▶ What is being asked
Only a number is wanted here, namely how many lines of the data contain the string "change".

________________________

PR #792, opened 2026-09-01
fix(calendar): organize new events as the default participant identity

s-aga-r:
## Summary
- The event modal seeded the organizer and the pre-filled self-participant row from the Frappe login user (`user.data.name`), which can differ from the account's Stalwart identities. When it did, `acting_as_organizer()` returned false on create and custom invite emails were silently skipped in favour of server scheduling.
- The calendar user store now fetches the account's mail Identities alongside its Participant Identities and exposes `organizerIdentity`: among the addresses present in both lists (invites go out as mail from the organizer, so it must be able to send), the participant identity flagged `default` wins, else the first. `undefined` until both lists have loaded, or when no address is on both. New events take their organizer and self-participant row from it; editing an existing event still carries over its stored organizer.
- Handled on the UI side: while a new event has no organizer, the Save split stays disabled with a tooltip ("No identity to organize the event. Add a participant identity in Calendar Settings whose email is also one of the account's mail identities.") and closing a dirty modal offers Discard instead of silently saving a draft. If the identity lists land after the modal opened, the organizer row is seeded then.
- `create_scheduled_meeting` (the "Add Meet link" path from the same modal) no longer overrides the organizer with the JMAP Account's `default_outgoing_email` / session user. It passes the client's organizer through like `add_calendar_event`; an omitted organizer resolves to the default participant identity in the JMAP layer.
- Vitest coverage for `organizerIdentity`: unloaded lists, no common address, flagged default that can send, a default that cannot send being skipped, first-common fallback.

## Test plan
- `cd frontend && npx vitest run src/apps/calendar`: 4 files, 39 tests pass.
- `ruff check` / `ruff format --check` on `suite/meet/api/schedule.py`: clean.
- Manual: on an account whose login email differs from its default Participant Identity (with a matching mail Identity), create an event with another attendee from the Calendar UI; the organizer badge shows the identity's address and the invite email goes out. Repeat with "Add Meet link" enabled. Then make the default Participant Identity's email one with no mail Identity: the first participant identity that does have one organizes instead. Finally remove every matching pair and open "Add Event": Save and "Save as draft" are disabled, hovering the split shows the tooltip, and closing a dirty modal asks to discard rather than saving a draft.

### DIFF
--- a/.github/scripts/coverage_report.py
+++ b/.github/scripts/coverage_report.py
@@ -58,7 +58,7 @@ def delta(current: float | None, baseline: float | None) -> str:
         return ""
     change = current - baseline
     if abs(change) < 0.05:
-        return " (no change)"
+        return " (+0%)"
     return f" ({change:+.1f}%)"
 
 
--- a/.github/scripts/test_coverage_reporting.py
+++ b/.github/scripts/test_coverage_reporting.py
@@ -55,6 +55,9 @@ class CoverageReportTest(unittest.TestCase):
         self.assertIn("Backend 85.0% (+5.0%)", markdown)
         self.assertIn("**70.0%** (70 / 100) (-2.0%)", markdown)
 
+    def test_renders_rounded_zero_delta_as_percentage(self):
+        self.assertEqual(coverage_report.delta(34.6, 34.6), " (+0%)")
+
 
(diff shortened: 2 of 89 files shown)


s-aga-r:
@greptileai review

________________________

▶ Output of the task
4